Lecture 1.7
Theorem: G-Convs Are All You Need
We conclude Module 1 with the fundamental theorem of equivariant deep learning. Is the Group Convolution just one way to achieve equivariance? Or is it the only way?
1. Linear Operators as Integral Transforms
In classical (fully connected) neural networks, layers are matrix-vector multiplications. For continuous data (functions), the analog is an integral transform with a two-argument kernel $\kappa(x, x')$:
$$ [\mathcal{K} f](x) = \int \kappa(x, x') f(x') dx' $$2. The Theorem
A bounded linear operator $\Phi$ is equivariant to a group $G$ acting transitively on the domain/codomain if and only if it is a Group Convolution.
Proof Sketch:
- Assume equivariance: $\mathcal{K}(\mathcal{L}_g f) = \mathcal{L}_g (\mathcal{K} f)$.
- Write out the integrals for both sides.
- Use a change of variables (substitution) to align the domains.
- This implies a symmetry constraint on the kernel: $\kappa(g \cdot x, g \cdot x') = \kappa(x, x')$. The kernel must be invariant under the diagonal action of the group.
- Using transitivity, we can relate any $x$ to an origin $x_0$. This allows us to reduce the two-argument kernel $\kappa(x, x')$ to a single-argument kernel $k(g)$ defined on the group.
- The resulting expression matches the definition of a group convolution.
3. Kernel Constraints
If we map between homogeneous spaces $X=G/H$, the kernel $k$ must satisfy further constraints imposed by the stabilizer $H$.
- Planar Convolution ($\mathbb{R}^2 \to \mathbb{R}^2$): The stabilizer is the rotation group. The kernel must be isotropic (rotationally symmetric). This is very restrictive (e.g., Laplacian filters).

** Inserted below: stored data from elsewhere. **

PR #1333, opened 2017-03-15
Fix issue #1332 : little bug in spy.printf "%*" formatter.

### LINKED ISSUE #1332: Little bug in spy.printf "%*" formatter
First of all, many thanks for all your hard work on sinon ;)

* Sinon version : v2.0.0
* Environment   : all ? found in node v4
* Example URL   : n/a
* Other libraries you are using: sinon-chai, chai

In the spy.printf(format, args...) function,
when using the "%*" formatter, and passing a list of strings as arguments,
I'd expect all the string to be unquoted.

**What actually happens**
the first string is unquoted,
all the others ones are quoted.

**How to reproduce**
npm install sinon@2.0.0
$ node
> const sinon = require("sinon")
> const spy = sinon.spy()
> spy.printf("%*", "a","b","c")
a, "b", "c"

**The Bug**

In lib/sinon/util/core/format.js:
```
var formatter = formatio.configure({
    quoteStrings: false,
    limitChildrenCount: 250
});

module.exports = function format() {
    return formatter.ascii.apply(formatter, arguments);
};
```
you're calling formatio.ascii with all the arguments of your sinonFormat function.

In lib/sinon/spy-formatters.js
```
module.exports = {
    ....
    "*": function (spyInstance, args) {
        return args.map(sinonFormat).join(", ");
    }
};
```
You're calling sinonFormat directly with map.
- sinonFormat is called with (value, index, collection)
- formatio.ascii is thus called with (value, index, collection)
- formatio.ascii expect (value, processedFlad, indentValue)

the index masquerade as the processedFlag, resulting in the first string being correctly unquoted (index 0 == false) and all the others being quoted (index>0 == true)

**Context**

I tried to make the sinon-chai module work with sinon@2.0.0.
I ran the tests for sinon-chai, and the only error is in the format of the expectation messages.
I traked it down to this little bug in sinon.

eauc:
Fix  #1332 

When use with a list of strings, only the first one is correctly non-quoted :
spy.printf("%*", "a", "b", "c") -> a, "b", "c"

The formatio.ascii function was called with all the arguments provided by map (value, index, collection).
Just added a wrapper in the map() call to forward only the first argument (value).

2. `npm install`
3. node
> const sinon = require("./lib/sinon.js")
> const spy = sinon.spy()
> spy.printf("%*", "a", "b", "c")
'a, b, c'

### DIFF
--- a/lib/sinon/spy-formatters.js
+++ b/lib/sinon/spy-formatters.js
@@ -95,6 +95,6 @@ module.exports = {
     },
 
     "*": function (spyInstance, args) {
-        return args.map(sinonFormat).join(", ");
+        return args.map(function (arg) { return sinonFormat(arg); }).join(", ");
     }
 };
--- a/test/call-test.js
+++ b/test/call-test.js
@@ -1282,6 +1282,16 @@ describe("sinonSpy.call", function () {
 
             assert.equals(spy.printf("%λ"), "%λ");
         });
+
+        it("*", function () {
+            var spy = sinonSpy();
+
+            assert.equals(
+                spy.printf("%*", 1.4567, "a", true, {}, [], undefined, null),
+                "1.4567, a, true, {  }, [], undefined, null"
+            );
+            assert.equals(spy.printf("%*", "a", "b", "c"), "a, b, c");
+        });
     });
 
     it("captures a stack trace", function () {


fatso83:
ha, that was quick :-)

eauc:
#1333

fatso83:
Could you please add a test case that shows the regression? It should fail without your fix and pass with the fix.

eauc:
I tried to follow the contribution guidelines for once so it took a little time ;)

I'll try to make the test yes.

eauc:
Test added.
I tested with a mix of arguments type, and in fact formatio throws an exception with array or objects...

thanks again for your work ;-)

PR #1336, opened 2017-03-16
Add support for bower

paladox:
Downstream in gerrit we use sinonjs for tests, but we use this https://github.com/blittle/sinon.js/ which is an old 1.17 version. I want to update to the newer 1.17.7 release to gain the fixes.

### DIFF
--- a/bower.json
+++ b/bower.json
@@ -1,0 +1,5 @@
+{
+  "name": "sinonjs",
+  "version": "1.17.7",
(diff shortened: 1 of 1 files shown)


mroderick:
Can some of the community solutions in https://github.com/sinonjs/sinon/pull/253 be used to solve your problem?

paladox:
Yep. Seems it's called sinon on bower and not sinonjs.

PR #1337, opened 2017-03-17
[feature] adds spy.calledImmediatelyBefore and spy.calledImmediatelyAfter

timcosta:
Sometimes you need to be sure that you are calling `a().c()` and not `a().b().c()`. When mocking a large library like `knexjs`, being able to ensure the exact order of calls is incredibly helpful.

When mocking a large library that chains calls, you may end up writing one large mock in the `beforeEach` of the test library as to not duplicate code within your tests. Unfortunately there is no way to ensure that chained calls do not sneak into calls chains currently, as the `calledBefore` and `calledAfter` implementations simply use `>` or `<`. In order to use a large mock and reduce duplicitous code in test suites when dealing with libraries that chain calls, `calledImmediatelyBefore` and `calledImmediatelyAfter` allow you to ensure that no additional modifiers end up between your chained calls.

#### Solution  - optional
This solution works just like `calledBefore` and `calledAfter`, but uses strict equality to ensure that the calls to the spies did in fact happen sequentially.

2. `npm install`
3. `npm test` (includes 100% test coverage)

### DIFF
--- a/test/spy-test.js
+++ b/test/spy-test.js
@@ -1650,6 +1650,114 @@ describe("spy", function () {
         });
     });
 
+    describe(".calledImmediatelyAfter", function () {
+        beforeEach(function () {
+            this.spy1 = createSpy();
+            this.spy2 = createSpy();
+            this.spy3 = createSpy();
+        });
+
+        it("is function", function () {
+            assert.isFunction(this.spy1.calledImmediatelyAfter);
+        });
+
+        it("returns true if first call to A was immediately after first to B", function () {
+            this.spy2();
+            this.spy1();
+
+            assert(this.spy1.calledImmediatelyAfter(this.spy2));
+        });
+
+        it("compares calls directly", function () {
+            this.spy2();
+            this.spy1();
+
+            assert(this.spy1.getCall(0).calledImmediatelyAfter(this.spy2.getCall(0)));
+        });
+
+        it("returns false if not called", function () {
+            this.spy2();
+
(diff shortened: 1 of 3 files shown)


test/spy-test.js
```diff
@@ -1650,6 +1650,114 @@ describe("spy", function () {
...
+            this.spy1 = createSpy();
+            this.spy2 = createSpy();
+            this.spy3 = createSpy();
+        });
+
+        it("is function", function () {
+            assert.isFunction(this.spy1.calledImmediatelyAfter);
+        });
+
+        it("returns true if first call to A was immediately after first to B", function () {
```
mroderick: This is minor, but it would make the tests easier to read, if you use `A` in both description and implementation. Otherwise readers would have to understand that `A` is `this.spy1`

test/spy-test.js
```diff
@@ -1650,6 +1650,114 @@ describe("spy", function () {
...
+            this.spy1 = createSpy();
+            this.spy2 = createSpy();
+            this.spy3 = createSpy();
+        });
+
+        it("is function", function () {
+            assert.isFunction(this.spy1.calledImmediatelyBefore);
+        });
+
+        it("returns true if first call to A was immediately after first to B", function () {
```
mroderick: Same here, `A` is `this.test1`

timcosta:
Thanks for reviewing @mroderick - updated the names in my tests and the tests i stole the template from.

PR #1339, opened 2017-03-17
Redesign the template

afnizarnur:
Redesign the documentation based on #1304


fatso83:
Seems we need to exclude the docs folder from listing. Ref the failing build https://travis-ci.org/sinonjs/sinon/jobs/212364765

Would you mind, @afnizarnur?

afnizarnur:
Already done :) @fatso83

fatso83:
Took a while before I could `bundle exec jekyll serve`, but finally did. This looks _tons better_, @afnizarnur! Thanks a lot for your valuable work. The legibility is improved a lot and the general design is smoother and friendlier to the eye. I will hold off merging until another one on the core team signs this one off. What do you think, @sinonjs/sinon-core - should we starte the new week with this design?

mroderick:
This is looking pretty good!

I do think that the content area should be wide enough to accommodate 80 chars of code in the examples, without horizontal scrolling.

2017-03-19 at 19 23

I think in the case like this, visitors are most likely to be using desktop browsers with desktop screens.

What do you think?

docs/_includes/footer.html
```diff
@@ -1,24 +1,9 @@
-<footer class="site-footer">
-    <div class="wrapper">
-        <div class="footer-col-wrapper">
-            <div class="footer-col footer-col-1">
-                <ul class="contact-list">
-                    <li>{{ site.title }}</li>
-                    <li><a href="http://groups.google.com/group/sinonjs">http://groups.google.com/group/sinonjs</a></li>
```
fatso83: Are we sure we want to get rid of this? I think we should have at least the same pointers as we already have in the README on Github. If not in the same place, then somewhere.

docs/_layouts/default.html
```diff
@@ -1,20 +1,15 @@
...
-      <div class="wrapper">
-        {{ content }}
-      </div>
+<html lang="en">
+{% include head.html %}
+<body>
+  {% include header.html %}
+
+  <div class="content">
+    <div class="container container-2">
```
fatso83: This might be a bit of a nitpick, but `container-2` does not tell me much in the way of "what separates this from the normal container". Might choose a slightly more telling name?

docs/_releases/v2.0.0.md
```diff
@@ -1,10 +1,10 @@
 ---
 layout: page
-title: API documentation
+title: Sinon.JS - API documentation
```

- Group Convolution ($SE(2) \to SE(2)$): The stabilizer is trivial. No constraints on the kernel! We can learn any kernel we want. This explains why lifting to the group is necessary for expressive power.
4. Conclusion
This theorem justifies the widespread use of group convolutions. If you want a linear layer to be equivariant, you have no choice but to use a group convolution (or a constrained version thereof).